O evento realizado no Congresso Nacional para marcar o primeiro aniversário dos atos de 8 de janeiro de 2023, com a participação dos chefes dos três poderes da República, pouco mais de uma dezena de governadores amigos, parlamentares aliados e outras autoridades, cumpriu à risca o roteiro esperado e que levou os políticos de oposição a ignorar a cerimônia, intitulada “Democracia inabalada”. Foi um espetáculo de autopromoção do governo Lula, de demonização de todos aqueles que ousam ter uma posição político-ideológica divergente – tenham ou não qualquer relação com a invasão dos edifícios da Praça dos Três Poderes – e de defesa de plataformas que estão bastante distantes daquilo que a democracia real significa.
Quando os discursos trataram da punição aos manifestantes presos em flagrante na praça, ainda no dia 8, ou no acampamento diante do quartel-general do Exército, no dia 9, as falas se pareceram mais com a exortação de comandantes que pedem a suas tropas que não tenham misericórdia do inimigo que com o necessário repúdio à invasão combinado com a defesa dos direitos dos réus.

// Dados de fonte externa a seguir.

PR #3685, opened 2020-01-16
Fix: searchbar auto-populate issue

rkpattnaik780:
The filters now use 'LIKE' instead of '='. The filters have been modified in all of the 5 lists.

ToDos :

As referências a “terrorismo” e “terroristas” estiveram presentes nas falas do presidente do STF, Luís Roberto Barroso, e de Lula, que ainda falou em “punição exemplar” dos manifestantes, mote que foi bastante repetido e que atingiu seu ponto máximo na fala da governadora Fátima Bezerra, do Rio Grande do Norte, que se referiu às prisões e condenações como “ato pedagógico”.
A verdadeira democracia não se resume a eleições limpas e a um “ambiente livre de golpe”. Ela pressupõe respeito às liberdades e garantias democráticas, proteção firme da liberdade de expressão, respeito ao devido processo legal e à ampla defesa
No entanto, se o tratamento judicial do 8 de janeiro é exemplo de algo, não é de democracia, mas de arbítrio. A esquerda que defende o garantismo penal e pede “desencarceramento” quando se trata de bandidos reais fechou os olhos ao fim do princípio do juiz natural, à abolição do direito à ampla defesa e à eliminação da necessidade de individualização da conduta, e aplaudiu as prisões preventivas mantidas sem motivo algum, as condenações sem provas que ligassem os réus aos delitos de que eram acusados. Nada disso é característico de uma democracia digna do nome; no máximo, ela existe nas “democracias relativas” dos carniceiros latino-americanos que Lula tanto adora, e que qualquer pessoa de bom senso não hesita em chamar do que são: ditaduras cruéis.
Outra vítima dos discursos no Congresso Nacional foi a liberdade de expressão. Previsivelmente, os maiores defensores do cabresto amplo, geral e irrestrito foram Lula – cujo velho discurso de “regulamentação da mídia” agora saltou para as mídias sociais – e o ministro Alexandre de Moraes, presidente do Tribunal Superior Eleitoral que, nos últimos tempos, foi o responsável direto por uma série de decisões que trouxeram de volta o fantasma da censura, inclusive a censura prévia. Brasileiros foram privados de seus perfis sem terem cometido crime algum; conteúdos foram impedidos de estrear em plataformas de vídeo e outros foram forçados a sair do ar ainda que não tivessem informação falsa, graças ao conceito de “desordem informacional”, inventado no calor do momento para justificar a remoção.
Nada disso, no entanto, foi alvo de crítica, pelo contrário: o “novo populismo digital extremista” foi classificado por Moraes como “um dos grandes perigos modernos da democracia”, exigindo uma “neutralização”, e Lula afirmou que “nossa democracia estará sob constante ameaça enquanto não formos firmes na regulação das redes sociais”. Em outras palavras, nessa visão peculiar de “democracia” é preciso controlar quem pode falar e o que pode ser dito, como aliás já vem sendo feito graças aos tribunais superiores, que se atribuíram superpoderes inconstitucionais e já dispensam até a necessidade de serem provocados, podendo agir por conta própria para ordenar a remoção de conteúdos que considerar inconvenientes.
Nada disso é democracia digna do nome. A verdadeira democracia não se resume a eleições limpas e a um “ambiente livre de golpe”. Ela pressupõe respeito às liberdades e garantias democráticas, proteção firme da liberdade de expressão, respeito ao devido processo legal e à ampla defesa, tribunais que façam justiça e não justiçamento, mas nada disso existiu antes, durante e depois do processo eleitoral, muito menos na sequência do 8 de janeiro, cuja repressão está bem distante da investigação séria e responsabilização dos verdadeiros culpados, que a Gazeta do Povo defendeu já no dia das invasões. A única coisa que sai inabalada do 8 de janeiro de 2024 no Congresso é a disposição em fazer o arbítrio soar como “democracia”.